Check each line of the listing below for "username" and state how many lines contain it, with no other words.
===== Extracted records
PR #74, opened 2023-01-18
Us01 user info module

PolonaM:
Added user_info module

### DIFF
--- a/plugins/module_utils/user.py
+++ b/plugins/module_utils/user.py
@@ -1,0 +1,70 @@
+# -*- coding: utf-8 -*-
+# Copyright: (c) 2023, XLAB Steampunk <steampunk@xlab.si>
+#
+# GNU General Public License v3.0+ (see COPYING or https://www.gnu.org/licenses/gpl-3.0.txt)
+
+from __future__ import absolute_import, division, print_function
+
+__metaclass__ = type
+
+from ..module_utils.utils import PayloadMapper
+
+
+class User(PayloadMapper):
+    def __init__(self, uuid, username, fullname, role_uuids, session_limit):
+        self.uuid = uuid
+        self.username = username
+        self.fullname = fullname
+        self.role_uuids = role_uuids
+        self.session_limit = session_limit
+
+    @classmethod
+    def from_ansible(cls):
+        pass
+
+    @classmethod
+    def from_hypercore(cls, user_dict):
+        if not user_dict:  # In case for get_record, return None if no result is found
+            return None
+        return cls(
+            uuid=user_dict["uuid"],
+            username=user_dict["username"],
+            fullname=user_dict["fullName"],
+            role_uuids=user_dict["roleUUIDs"],
+            session_limit=user_dict["sessionLimit"],
+        )
+
+    def to_hypercore(self):
+        pass
+
+    def to_ansible(self):
+        return dict(
+            uuid=self.uuid,
+            username=self.username,
+            fullname=self.fullname,
+            role_uuids=self.role_uuids,
+            session_limit=self.session_limit,
+        )
+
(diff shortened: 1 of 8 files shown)


plugins/modules/user_info.py
```diff
@@ -0,0 +1,81 @@
...
+records:
+  description:
+    - A list of user records.
+  returned: success
+  type: list
+  sample:
+    - fullname: xlab
+      role_uuids:
+        - 38b346c6-a626-444b-b6ab-92ecd671afc0
+        - 7224a2bd-5a08-4b99-a0de-9977089c66a4
```
justinc1, line 42: Role uuid does not tell much. I guess later we will need to add also a role name. But dedicated role_info module is out of scope in this phase, so I want only to have format that will allow future modification in backward compatible way.

If today we output:
```
  sample:
    - fullname: xlab
      roles:
        - uuid: 38b346c6-a626-444b-b6ab-92ecd671afc0
        - uuid: 7224a2bd-5a08-4b99-a0de-9977089c66a4
```

And in future we can extend with (role) name:
```
  sample:
    - fullname: xlab
      roles:
        - uuid: 38b346c6-a626-444b-b6ab-92ecd671afc0
          name: admin
        - uuid: 7224a2bd-5a08-4b99-a0de-9977089c66a4
          name: backup
```

plugins/module_utils/user.py
```diff
@@ -0,0 +1,70 @@
+# -*- coding: utf-8 -*-
```
justinc1, line 1: File included by mistake? Then move it to next PR.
==========
Response >> 4